━━━ Source information
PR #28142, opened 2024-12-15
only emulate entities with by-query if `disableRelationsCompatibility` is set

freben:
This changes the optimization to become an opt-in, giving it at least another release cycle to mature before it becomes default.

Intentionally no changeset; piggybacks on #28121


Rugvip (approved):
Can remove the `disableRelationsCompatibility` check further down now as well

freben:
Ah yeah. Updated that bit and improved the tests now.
━━━━━━
━━━ Source information
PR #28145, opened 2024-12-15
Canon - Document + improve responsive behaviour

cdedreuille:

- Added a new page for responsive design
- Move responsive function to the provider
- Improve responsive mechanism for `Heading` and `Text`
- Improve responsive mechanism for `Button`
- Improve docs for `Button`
━━━━━━
▶ Task prompt: All that belongs in the answer is the run of lines above from the line containing "- Added a new page for responsive design" through the line containing "- Improve docs", exactly as written.

▶ Output below:
- Added a new page for responsive design
- Move responsive function to the provider
- Improve responsive mechanism for `Heading` and `Text`
- Improve responsive mechanism for `Button`
- Improve docs for `Button`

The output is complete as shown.